En effet, lors de la construction d'un projet, des décisions doivent être prises sur différents plans. Si on revient à la notion de groupes qui constituent une équipe complète, on se rend compte que des choix doivent être faits de manière inhérente à chaque groupe (autrement dit dans différents services). La notion de groupe et de sous-groupe fait alors apparaitre le principe d'arborescence (je préfère parler d'arborescence plutôt que de hiérarchie) qui vont permettre de structurer les prises de décisions. Les instances décisionnelles d'un groupe doivent alors prendre en compte l'ensemble des arguments mis en avant par les experts du domaine afin de définir un choix cohérent pour l'équipe ainsi que pour le projet. Il est judicieux de communiquer ces éléments aux autres groupes afin de faire remonter les éléments le long de l'arborescence décisionnelle, où chaque ensemble englobant va de nouveau faire des choix selon l'impact que les décisions des sous-groupes va générer. Les arguments des experts locaux sont alors confrontés à la vision globale du projet qui est sauvegardée par les instances décisionnelles. Il faut alors parfois savoir mettre de coté nos killer features en toute humilité, si celles-ci n'apportent pas d'éléments de cohésion au projet global malgré nos bons arguments (je sais, c'est dur, mais on essaiera de la placer sur le prochain projet de toutes façons, il y a bien un moment où ça passera). Dans tous les cas, il est important que les instances décisionnelles justifient leurs choix, et permettent à l'ensemble des intervenants d'accéder à cette information. 

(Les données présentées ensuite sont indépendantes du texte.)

PR #130, opened 2023-02-18
Send empty chunk on AsyncWrite#shutdown for `ChannelStream`

simao:
This is needed so that the closure in `into_stream` knows that it needs to send a close message down the channel when `AsyncWrite#shutdown` is called. Otherwise the channel always stays open.

Additionally, change `poll_read` in `AsyncRead` for `ChannelStream` to return `Ok(())` on EOF, when it doesn't write to `buf`. This is the contract for `AsyncRead` as documented in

On voit donc apparaitre deux rôles distincts, celui de l'instance décisionnelle ainsi que celui de l'expert. Ces deux rôles peuvent, à mon avis, être tenu par des personnes différentes. En tout cas, il est judicieux que la prise de décision sur des sujets collectifs confronte ces deux éléments. En effet, si les arguments ne peuvent pas toujours être validés, ils doivent être communiqués à l'instance décisionnelle par les experts. De la même manière, l'instance décisionnelle se doit de récolter l'ensemble des arguments mis à sa disposition. C'est d'ailleurs l'une des raisons pour laquelle le travail en équipe est intéressant: la possibilité de s'appuyer sur des expertises reconnues; déléguer la responsabilité de la décision part des éléments de l'équipe qui maitrisent mieux le sujet.
Si le rôle d'experts peut fluctuer et évoluer selon les étapes du projet et les sujets, le rôle d'instance décisionnelle quant à lui doit être défini au mieux en amont et ne doit pas être soumis à des modifications permanentes. En effet, ce rôle (bien que multiple puisque présent à différents niveaux de l'arborescence décisionnelle) consiste à maintenir une cohérence globale du projet et donc il est préférable qu'il soit tenu par une personne, ou un groupe de personnes, qui ne va pas varier de sorte que le rôle de décision tienne place de référence et soit limité en terme de conflits et de fluctuations.

 

Conclusion

J'espère que ce long article vous aura plu. Il souligne en tous cas ma vision du travail de groupe autour d'un projet. Effectivement, je parle ici d'une équipe de travail autour d'un projet, et il faut bien faire la différence avec des équipes de travail au sein d'une entreprise. Les priorités ne sont pas les mêmes dans les deux cas. Dans une équipe de travail orientée projet, on privilégiera les décisions qui maintiennent une cohésion du projet quitte à faire fi des envies personnelles. En revanche, dans le cas d'une équipe au sens "service" du terme, dont les éléments vont travailler ensemble mais sur des projets différents, les décisions doivent probablement être prises pour maintenir une cohésion des individus, mais ce n'est absolument pas le propos de l'article, j'espère que vous aurez compris la subtilité.

En ce qui concerne le syndrome de Vasa, bien que cet événement puisse se rapprocher du fait divers, il est porteur d'enseignements et peut s'avérer transposable à certains projets auxquels on peut encore être confrontés aujourd'hui. J'encourage ceux que ça intéresse à se documenter sur le sujet, il est très intéressant et évidemment je n'ai fait que le survoler. Pour ma part je trouve qu'il est toujours utile de savoir d'où on vient pour savoir où on veut aller.